State Sen. Ira Hansen, R-Washoe County, and husband of Assemblywoman Alexis Hansen, detailed the net worth of the people and entities backing the project in his floor statement in opposition, saying they didn't need money from Nevada taxpayers.
Even union backing and the promise of thousands of jobs didn't persuade lawmakers who are union members themselves or generally sympathetic to organized labor to get on board.
Which raises the question...
Is the era of government subsidies coming to an end in Nevada?
In recent years, Nevada's state and local governments have given away a lot of money.
Using tax credits, they subsidized the building of a Tesla gigafactory in the Tahoe-Reno Industrial Center in Northern Nevada.
They gave away money to Apple Computer to get the company to move some operations to Reno.
They raised room taxes on the Las Vegas Strip to give $750 million to the Las Vegas Raiders organization to build Allegiant Stadium on the Las Vegas Strip.
The Las Vegas Convention and Visitors Authority gave $80 million for the "naming rights" to the baseball stadium in downtown Summerlin, which ended up being called ... the Las Vegas Ballpark.
The City of Henderson sold the Raiders' land at cut-rate prices for a headquarters building on St. Rose Parkway, as well as money for what's now called the Lee's Family Forum off Green Valley Parkway and the Lifeguard Arena in downtown Henderson.
And, most recently, a special session was held to obligate taxpayers to provide $350 million for a baseball stadium on the old Tropicana site that may someday be the home of the Athletics.
Usually, when a coalition of political leaders, developers, unions and special interests gather behind a project, it happens.
But not this time.
A combination of a hefty price tag ($1.8 billion over 15 years), public outcry from both progressives and conservatives, an aggressive (some say pushy) lobbying campaign that calcified rather than persuaded and the introduction of the bill in a special session that's supposed to be reserved for emergencies all combined to kill the idea.
Then again, it almost happened. The bill passed the Assembly by a vote of 22-20, the bare minimum necessary, and came within one vote of passing in the state Senate (10 in favor and eight opposed, with 11 needed for approval). Had just one senator changed her or his vote, they'd be ordering gold shovels for the studio's groundbreaking right now.
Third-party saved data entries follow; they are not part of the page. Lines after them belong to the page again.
PR #1104, opened 2023-07-14
Add postgres computation readers

YuhongWang-Amazon:
Implement postgres computation readers


wfa-reviewable:
This change is [Reviewable](https://reviewable.io/reviews/world-federation-of-advertisers/cross-media-measurement/1104)

YuhongWang-Amazon (commented):
> *[Reviewable](https://reviewable.io/reviews/world-federation-of-advertisers/cross-media-measurement/1104)* status: 0 of 6 files reviewed, 1 unresolved discussion

___
*[`src/main/kotlin/org/wfanet/measurement/duchy/deploy/common/postgres/readers/ComputationReader.kt` line 40 at r2](https://reviewable.io/reviews/world-federation-of-advertisers/cross-media-measurement/1104#-N_L6sQE8Ec7Gf_HK3hb:-N_L6sQGCAGDvJWGyg__:bkej54w) ([raw file](https://github.com/world-federation-of-advertisers/cross-media-measurement/blob/2c9ed62a560df8b890a6c7224415643eb3e8b8fd/src/main/kotlin/org/wfanet/measurement/duchy/deploy/common/postgres/readers/ComputationReader.kt#L40)):*
> ```Kotlin
> 
> /**
>  * Performs read operations on Computations and ComputationStages tables
> ```

@renjiezh to follow up on this [comment](https://reviewable.io/reviews/world-federation-of-advertisers/cross-media-measurement/1089#-N_AxSGS7kcy5j7-RBcZ). I moved the requisition and blob queries to its own reader, and reference them from the computation reader. Since we always read Computations and ComputationStages tables together with JOIN statements. Hence, that one is left here.

YuhongWang-Amazon (commented):
> *[Reviewable](https://reviewable.io/reviews/world-federation-of-advertisers/cross-media-measurement/1104)* status: 4 of 6 files reviewed, 2 unresolved discussions (waiting on @renjiezh)

___
*[`src/main/kotlin/org/wfanet/measurement/duchy/deploy/common/postgres/readers/ComputationBlobReferenceReader.kt` line 76 at r2](https://reviewable.io/reviews/world-federation-of-advertisers/cross-media-measurement/1104#-N_Zqye1E_jC6G7u0GDB:-N__FEb20p1th_ND-7HQ:ba0m2vk) ([raw file](https://github.com/world-federation-of-advertisers/cross-media-measurement/blob/2c9ed62a560df8b890a6c7224415643eb3e8b8fd/src/main/kotlin/org/wfanet/measurement/duchy/deploy/common/postgres/readers/ComputationBlobReferenceReader.kt#L76)):*

I wonder if we can rename it as `readBlobIdToPathMap`. I feel `ByDepType` here is kinda confusing because the key parameters are actually localId and stage. 
</blockquote></details>

Done. Thanks. That's a much better function name.
___
*[`src/main/kotlin/org/wfanet/measurement/duchy/deploy/common/postgres/readers/ComputationReader.kt` line 40 at r2](https://reviewable.io/reviews/world-federation-of-advertisers/cross-media-measurement/1104#-N_L6sQE8Ec7Gf_HK3hb:-N__FMl10fHJZVHfa4fP:b-7rl0jq) ([raw file](https://github.com/world-federation-of-advertisers/cross-media-measurement/blob/2c9ed62a560df8b890a6c7224415643eb3e8b8fd/src/main/kotlin/org/wfanet/measurement/duchy/deploy/common/postgres/readers/ComputationReader.kt#L40)):*

Thanks. Yeah, you are right. Since we always read as ComputationToken so it has to link with the current ComputationStage. In the comment, maybe `with ComputationStages tables` is more precise.
</blockquote></details>

done!
___
*[`src/main/kotlin/org/wfanet/measurement/duchy/deploy/common/postgres/readers/ComputationReader.kt` line 207 at r2](https://reviewable.io/reviews/world-federation-of-advertisers/cross-media-measurement/1104#-N_Ztdiv3RRxlsVgSjnM:-N__Mkdb2fLPhfHpM52d:bqdvnu7) ([raw file](https://github.com/world-federation-of-advertisers/cross-media-measurement/blob/2c9ed62a560df8b890a6c7224415643eb3e8b8fd/src/main/kotlin/org/wfanet/measurement/duchy/deploy/common/postgres/readers/ComputationReader.kt#L207)):*

This way to read and build ComputationToken is much easier to understand thus less error-pruning.  However, I wonder if it has worse performance than the older way that using a large single SQL query joining three tables. 
Note that, readComputationToken is the most frequently used function so we want to make it as fast as we can. Could you share your insight of the performance impact?
</blockquote></details>

I don't have much experience with Postgres performances. Since the duchy data schema is relatively simple and the size of the duchy database should not be too large, I think the performance difference between a large single query and multiple smaller queries is probably the overhead of making database requests. (e.g. network latencies).
From my understanding the throughput of the duchy data services will not be too large, hence this overhead should not have much impact on the overall performance.

Since the smaller queries and functions are easier to read and manage, I prefer to keep it this way for now. We can always update this to JOINed queries, if there are any significant performance regressions.

renjiezh (changes requested):
> *[Reviewable](https://reviewable.io/reviews/world-federation-of-advertisers/cross-media-measurement/1104)* status: all files reviewed, 1 unresolved discussion (waiting on @YuhongWang-Amazon)

___
*[`src/main/kotlin/org/wfanet/measurement/duchy/deploy/common/postgres/readers/ComputationReader.kt` line 207 at r2](https://reviewable.io/reviews/world-federation-of-advertisers/cross-media-measurement/1104#-N_Ztdiv3RRxlsVgSjnM:-N__USG29n8-3SZBm3ga:b5d2lqb) ([raw file](https://github.com/world-federation-of-advertisers/cross-media-measurement/blob/2c9ed62a560df8b890a6c7224415643eb3e8b8fd/src/main/kotlin/org/wfanet/measurement/duchy/deploy/common/postgres/readers/ComputationReader.kt#L207)):*

I don't have much experience with Postgres performances. Since the duchy data schema is relatively simple and the size of the duchy database should not be too large, I think the performance difference between a large single query and multiple smaller queries is probably the overhead of making database requests. (e.g. network latencies).
From my understanding the throughput of the duchy data services will not be too large, hence this overhead should not have much impact on the overall performance.

Since the smaller queries and functions are easier to read and manage, I prefer to keep it this way for now. We can always update this to JOINed queries, if there are any significant performance regressions.
</blockquote></details>

Sounds good to me.

renjiezh (approved):
> *[Reviewable](https://reviewable.io/reviews/world-federation-of-advertisers/cross-media-measurement/1104)* status: :shipit: complete! all files reviewed, all discussions resolved (waiting on @YuhongWang-Amazon)

SanjayVas (changes requested):
> Reviewed 1 of 6 files at r1, 3 of 5 files at r2, 2 of 2 files at r3, all commit messages.
> *[Reviewable](https://reviewable.io/reviews/world-federation-of-advertisers/cross-media-measurement/1104)* status: all files reviewed, 3 unresolved discussions (waiting on @YuhongWang-Amazon)

___
*[`src/main/kotlin/org/wfanet/measurement/duchy/deploy/common/postgres/readers/ComputationBlobReferenceReader.kt` line 30 at r3](https://reviewable.io/reviews/world-federation-of-advertisers/cross-media-measurement/1104#-N_epBh1EHNv3PscBwcv:-N_epBh1EHNv3PscBwcw:b2ni8l0) ([raw file](https://github.com/world-federation-of-advertisers/cross-media-measurement/blob/ba5e04b6793379b4be178b625a65c47c01422449/src/main/kotlin/org/wfanet/measurement/duchy/deploy/common/postgres/readers/ComputationBlobReferenceReader.kt#L30)):*
> ```Kotlin
> 
>   /**
>    * Gets the [ComputationBlobDependency] of a computation.
> ```

nit



_Suggestion:_
```Kotlin
Reads 
```
___
*[`src/main/kotlin/org/wfanet/measurement/duchy/deploy/common/postgres/readers/ComputationBlobReferenceReader.kt` line 113 at r3](https://reviewable.io/reviews/world-federation-of-advertisers/cross-media-measurement/1104#-N_epJb65KULK7trQnxw:-N_epJb65KULK7trQnxx:b-3kevz6) ([raw file](https://github.com/world-federation-of-advertisers/cross-media-measurement/blob/ba5e04b6793379b4be178b625a65c47c01422449/src/main/kotlin/org/wfanet/measurement/duchy/deploy/common/postgres/readers/ComputationBlobReferenceReader.kt#L113)):*
> ```Kotlin
>    * @param readContext The transaction context for reading from the Postgres database.
>    * @param localComputationId A local identifier for a computation
>    * @return A list of computation blob keys
> ```

FYI the `@return` line isn't required if it's obvious, e.g. from the summary fragment. Of course, it's never incorrect to have it.
___
*[`src/main/kotlin/org/wfanet/measurement/duchy/deploy/common/postgres/readers/ComputationBlobReferenceReader.kt` line 175 at r3](https://reviewable.io/reviews/world-federation-of-advertisers/cross-media-measurement/1104#-N_eq5pd8LfXNQGHfR-3:-N_eq5pd8LfXNQGHfR-4:bxr2zho) ([raw file](https://github.com/world-federation-of-advertisers/cross-media-measurement/blob/ba5e04b6793379b4be178b625a65c47c01422449/src/main/kotlin/org/wfanet/measurement/duchy/deploy/common/postgres/readers/ComputationBlobReferenceReader.kt#L175)):*
> ```Kotlin
>       dependencyType = row.getProtoEnum("DependencyType", ComputationBlobDependency::forNumber)
>     }
>   }
> ```

nit: prefer the more conventional `if (namedVariable != null) { ... }` over `namedVariable?.let { ... }` when smart casts can ensure that `namedVariable` is non-`null` inside the `then` branch.

This case is using it to avoid an extra named variable as well, so the choice is yours. I personally think that it's worth the extra variable in this case.



_Suggestion:_
```Kotlin
  private fun buildBlobMetadata(row: ResultRow): ComputationStageBlobMetadata {
    val path = row.get<String?>("PathToBlob")
    return computationStageBlobMetadata {
      blobId = row["BlobId"]
      if (path != null) {
        this.path = path
      }
      dependencyType = row.getProtoEnum("DependencyType", ComputationBlobDependency::forNumber)
    }
  }
```
___
*[`src/main/kotlin/org/wfanet/measurement/duchy/deploy/common/postgres/readers/ComputationReader.kt` line 278 at r3](https://reviewable.io/reviews/world-federation-of-advertisers/cross-media-measurement/1104#-N_evXumCNOJ8Ma27COy:-N_evXumCNOJ8Ma27COz:b-lrmgjn) ([raw file](https://github.com/world-federation-of-advertisers/cross-media-measurement/blob/ba5e04b6793379b4be178b625a65c47c01422449/src/main/kotlin/org/wfanet/measurement/duchy/deploy/common/postgres/readers/ComputationReader.kt#L278)):*
> ```Kotlin
>         bind("$1", computationTypes[0])
>         updatedBefore?.let { bind("$2", it) }
>       }
> ```

Do separate bound statements rather than one with conditional binding when there's a difference in the number of bound variables. Note that it might be clearer to avoid having any bound variables in `baseSql`. If you look at the Kingdom's Spanner readers, `baseSql` tends not to include the `WHERE` clause at all.

Also prefer the more conventional `if (namedVariable != null) { ... }` over `namedVariable?.let { ... }` when smart casts can ensure that `namedVariable` is non-`null` inside the appropriate branch.



_Suggestion:_
```Kotlin
    val query =
      if (updatedBefore == null) {
        boundStatement(baseSql) {
          bind("$1", computationTypes[0])
        }
      } else {
        boundStatement(baseSql + " AND UpdatedTime <= $2") {
          bind("$1", computationTypes[0])
          bind("$2", updatedBefore)
        }
      }
```

YuhongWang-Amazon (commented):
> *[Reviewable](https://reviewable.io/reviews/world-federation-of-advertisers/cross-media-measurement/1104)* status: 2 of 25 files reviewed, 1 unresolved discussion (waiting on @renjiezh and @SanjayVas)

___
*[`src/main/kotlin/org/wfanet/measurement/duchy/deploy/common/postgres/readers/ComputationBlobReferenceReader.kt` line 113 at r3](https://reviewable.io/reviews/world-federation-of-advertisers/cross-media-measurement/1104#-N_epJb65KULK7trQnxw:-N_iQutH4O5ZQ-JkViLq:b-m9exdc) ([raw file](https://github.com/world-federation-of-advertisers/cross-media-measurement/blob/ba5e04b6793379b4be178b625a65c47c01422449/src/main/kotlin/org/wfanet/measurement/duchy/deploy/common/postgres/readers/ComputationBlobReferenceReader.kt#L113)):*

FYI the `@return` line isn't required if it's obvious, e.g. from the summary fragment. Of course, it's never incorrect to have it.
</blockquote></details>

Thanks. I will keep these returns here but keep that in mind for future works.
___
*[`src/main/kotlin/org/wfanet/measurement/duchy/deploy/common/postgres/readers/ComputationReader.kt` line 278 at r3](https://reviewable.io/reviews/world-federation-of-advertisers/cross-media-measurement/1104#-N_evXumCNOJ8Ma27COy:-N_iUS-M8pQO3ESpRfZ9:b-896fix) ([raw file](https://github.com/world-federation-of-advertisers/cross-media-measurement/blob/ba5e04b6793379b4be178b625a65c47c01422449/src/main/kotlin/org/wfanet/measurement/duchy/deploy/common/postgres/readers/ComputationReader.kt#L278)):*

Do separate bound statements rather than one with conditional binding when there's a difference in the number of bound variables. Note that it might be clearer to avoid having any bound variables in `baseSql`. If you look at the Kingdom's Spanner readers, `baseSql` tends not to include the `WHERE` clause at all.

Also prefer the more conventional `if (namedVariable != null) { ... }` over `namedVariable?.let { ... }` when smart casts can ensure that `namedVariable` is non-`null` inside the appropriate branch.
</blockquote></details>

Done.

SanjayVas (approved):
> Reviewed 3 of 23 files at r4, 19 of 20 files at r5, 1 of 1 files at r6, all commit messages.
> *[Reviewable](https://reviewable.io/reviews/world-federation-of-advertisers/cross-media-measurement/1104)* status: :shipit: complete! all files reviewed, all discussions resolved (waiting on @YuhongWang-Amazon)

So maybe it's too early to declare the era of big handouts as over.
Strange bedfellows II
The film tax issue wasn't the only one that saw Democrats and Republicans teaming up in unexpected ways.
For the first time in history, the Legislature called itself into special session under a provision added to the state constitution by voters in 2012.
Under the constitution, a legislative special session supersedes the session called by the governor. But it takes the signatures of two-thirds of the entire Legislature — 42 people — to convene one.
And lawmakers reached that goal, led in part by Ira Hansen.
The subject? Putting limits on corporate purchases of "residential units" in Nevada, which many believe is pricing regular people, especially young people, out of the housing market.
Putting limits on corporate purchases was the subject of a bill in the regular session, but the bill failed to pass. Hansen said during the session that he was sympathetic to the idea, but was voting against it because Gov. Joe Lombardo had asked Republicans to oppose it.
During the special session, Hansen claimed the governor had not made such a request, however.
The bill that emerged from the discussion — Senate Bill 10 — would have limited corporate entities to purchasing 1,000 residential units max per year.
It passed the state Senate unanimously, but failed in the Assembly by a single vote. Alexis Hansen, who, along with her husband, had signed the special-session proclamation, nonetheless voted against SB 10. An email seeking comment about her reasoning wasn't returned.
But anyone who says Republicans and Democrats can't come together to support something — or to oppose something — wasn't watching Carson City this week.